PR #632, opened 2022-11-04
Add serialization of samples.

tillahoffmann:
#### Submission Checklist

- [x] Run unit tests

#### Summary

- add a call to `_assemble_draws` to the `__getstate__` magic function such that samples are included when a fit object is serialized with `pickle` or `dill`.
- remove checks before calling `_assemble_draws` because the function already performs this check internally.

#### Copyright and Licensing

### DIFF
--- a/cmdstanpy/stanfit/mcmc.py
+++ b/cmdstanpy/stanfit/mcmc.py
@@ -129,6 +129,10 @@ class CmdStanMCMC:
             # pylint: disable=raise-missing-from
             raise AttributeError(*e.args)
 
+    def __getstate__(self) -> dict:
+        self._assemble_draws()
+        return self.__dict__
+
     @property
     def chains(self) -> int:
         """Number of chains."""
@@ -259,8 +263,7 @@ class CmdStanMCMC:
         CmdStanMCMC.draws_xr
         CmdStanGQ.draws
         """
-        if self._draws.shape == (0,):
-            self._assemble_draws()
+        self._assemble_draws()
 
         if inc_warmup and not self._save_warmup:
             get_logger().warning(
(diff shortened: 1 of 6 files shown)


cmdstanpy/stanfit/mcmc.py
```diff
@@ -129,6 +129,10 @@ def __getattr__(self, attr: str) -> np.ndarray:
             # pylint: disable=raise-missing-from
             raise AttributeError(*e.args)
 
+    def __getstate__(self) -> dict:
```
WardBrian, line 132: Would you mind adding a docstring or comment just explaining what this is used for/why it is here?

WardBrian (commented):
This is very cool. Would you mind adding it to the non-MCMC objects?

tillahoffmann:
So this requires a slightly hacky fix for the tests to work. I have renamed `test_mcmc_serialization` such that it is executed before `test_no_xarray`. The latter uses the `without_import` context manager which in turn uses `reload`. Using `reload` causes an inconsistent state because there are now two types with the same name (but they are two different types). See below for an example.

```python
def test_state(self):
    with self.without_import('xarray', cmdstanpy.stanfit.mcmc):
        pass
    # This will print `False`. Removing the context manager above ensures
    # the line prints `True`.
    print(CmdStanMCMC is cmdstanpy.stanfit.mcmc.CmdStanMCMC)
```

tillahoffmann:
> This is very cool. Would you mind adding it to the non-MCMC objects?

I didn't check carefully, but they seemed to already work out of the box. Will double check though and add some tests.

WardBrian:
We use pytest order (https://pypi.org/project/pytest-order/) to force test ordering for situations like that

PR #639, opened 2022-11-15
[WIP] Change tests to pytest format.

tillahoffmann:
#### Submission Checklist

- [x] Run unit tests

#### Summary

This PR changes the test suite from `unittest.TestCase` format to `pytest`. This should, for example, allow the use of fixtures and `@parametrize` decorators. To minimize the risk of this change breaking anything, it only touches files in the `test` folder. There are *a lot* of changes, but they are mostly trivial.

Some specific changes:

- Used `assert` statements to replace `self.assert*` from the `unittest.TestCase`.
- Used `np.testing.*` wherever the previous code used `self.assertTrue(np.*)`.
- Replaced nested calls in tests (e.g., to run with different `stan_file`s) to use `@parameterize` decorators.
- Removed custom environment variable modifier and instead used `unittest.mock.patch.dict`.
- Replaced `testfixtures.LogCapture` with `pytest`'s `caplog` fixture.

It looks like other tests could benefit from using `@parameterize` decorators, but I've left them unchanged here to avoid changing both framework and logic. Changes and suggestions welcome on this work in progress.

#### Copyright and Licensing


test/__init__.py
```diff
@@ -1,81 +1,66 @@
...
-        finally:
-            env.update(update_after)
-            for k in remove_after:
-                env.pop(k)
 
-    # pylint: disable=invalid-name
-    def assertPathsEqual(self, path1, path2):
-        """Assert paths are equal after normalization"""
-        self.assertTrue(os.path.samefile(path1, path2))
+def check_present(
```
tillahoffmann, line 45: `pytest`'s `caplog` doesn't have a nice `check_present` feature. But I thought that keeping the framework consistent, dropping the `testfixtures` dependency, and adding this function was preferable to mixing frameworks. Bit of a toss up.

test/conftest.py
```diff
@@ -8,12 +8,9 @@
 DATAFILES_PATH = os.path.join(HERE, 'data')
 
 
-# after we have run all tests, use git to delete the built files in data/
-
-
-@pytest.fixture(scope='session', autouse=True)
+@pytest.fixture(autouse=True)
```
WardBrian, line 11: Not making this session level will slow down the tests considerably due to compilation times. Was this change motivated by something being incorrect in the other tests?

test/__init__.py
WardBrian: I agree it's probably better to implement ourselves.

test/__init__.py
```diff
@@ -1,81 +1,66 @@
...
+    caplog: pytest.LogCaptureFixture,
+    *conditions: List[tuple],
+    clear: bool = True,
+) -> tuple:
```
WardBrian, line 49: Lowercase `t` tuple as a type is Python 3.9+ only I believe

test/conftest.py
tillahoffmann: Yes, it looks like the tests have become pretty slow. I changed it to function-level because I had some non-deterministic tests depending on the order in which I ran them. Will try reverting this change and get the tests to pass.

tillahoffmann:
> Did you do this in any sort of automated way?

Mostly a bit of regex matching and replacement with some manual fixes where it failed.

WardBrian:
I noticed tests passed, do you think this is ready for a more thorough review?

tillahoffmann:
Yes, I think this is ready for a more thorough review. Thank you for looking into it.

WardBrian (approved):
Thanks a ton for cleaning all this up!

━━━━━━━━━━

> **Work required**
Go through the material above and count the lines that include "from". Give the number alone.

> **Task response**
5